Functional Principal Component Regression and Functional Partial Least Squares

Abstract
Regression of a scalar response on signal predictors, such as near-infrared (NIR) spectra of chemical samples, presents a major challenge when, as is typically the case, the dimension of the signals far exceeds their number. Most solutions to this problem reduce the dimension of the predictors either by regressing on components [e.g., principal component regression (PCR) and partial least squares (PLS)] or by smoothing methods, which restrict the coefficient function to the span of a spline basis. This article introduces functional versions of PCR and PLS, which combine both of the foregoing dimension-reduction approaches. Two versions of functional PCR are developed, both using B-splines and roughness penalties. The regularized-components version applies such a penalty to the construction of the principal components (i.e., it uses functional principal components), whereas the regularized-regression version incorporates a penalty in the regression. For the latter form of functional PCR, the penalty parameter may be selected by generalized cross-validation, restricted maximum likelihood (REML), or a minimum mean integrated squared error criterion.
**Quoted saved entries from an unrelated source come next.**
PR #5905, opened 2020-08-01
Style current selection as black & fix ToC alignment

wpears:
PR into reports-as-webpages branch

Closes /CFPB/super-regular/issues/128
Closes GHE/CFPB/super-regular/issues/129

Just minor styling updates as described in the linked issues

### DIFF
--- a/cfgov/unprocessed/apps/research-reports/css/main.less
+++ b/cfgov/unprocessed/apps/research-reports/css/main.less
@@ -1,3 +1,5 @@
+@import (reference) '../../../css/main.less';
+
 .research-report {
   max-width: unit( (670 + 30) / 16, em);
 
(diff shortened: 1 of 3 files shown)


cfgov/unprocessed/apps/research-reports/css/main.less
```diff
@@ -22,12 +22,12 @@
   height: 100%;
   & > ul {
     a {
-      padding-left: 0.75em;
+      padding-left: 1.85em;
```
anselmbradford, line 25: These should probably use the `unit(…)` helper so it's easier to see the desired pixel output at the base font size. E.g. see https://github.com/cfpb/design-system/blob/38096726d51473b98424db3cac76325b0fc462a9/packages/cfpb-core/src/base.less#L346

cfgov/unprocessed/apps/research-reports/css/main.less
```diff
@@ -22,12 +22,12 @@
...
+      text-indent: -1.1em;
     }
   }
-  .m-nav-link.current-section {
-    color: #101820;
-    border-color: #20aa3f;
+  h3, h4 {
+    padding-left: 19px;
```
anselmbradford, line 30: Should this be ems?

wpears: They need to be the same so that everything is left aligned. I used the unit helper for this as well though

schbetsy:
Code looks good to me. 

I don't have an eye for these things, but how do you feel about the wrapping for the Appendix title here?
Screen Shot 2020-08-04 at 4 53 59 PM

wpears:
This is a good catch, yeah let me revisit the code, both for long subsection headers and for that appendix indent

wpears:
@schbetsy fixed in 9e5b420437ab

Proceeding similarly, we develop two versions of functional PLS. Asymptotic convergence properties of regularized-regression functional PCR are demonstrated. A simulation study and split-sample validation with several NIR spectroscopy data sets indicate that functional PCR and functional PLS, especially the regularized-regression versions with REML, offer advantages over existing methods in terms of both estimation of the coefficient function and prediction of future observations.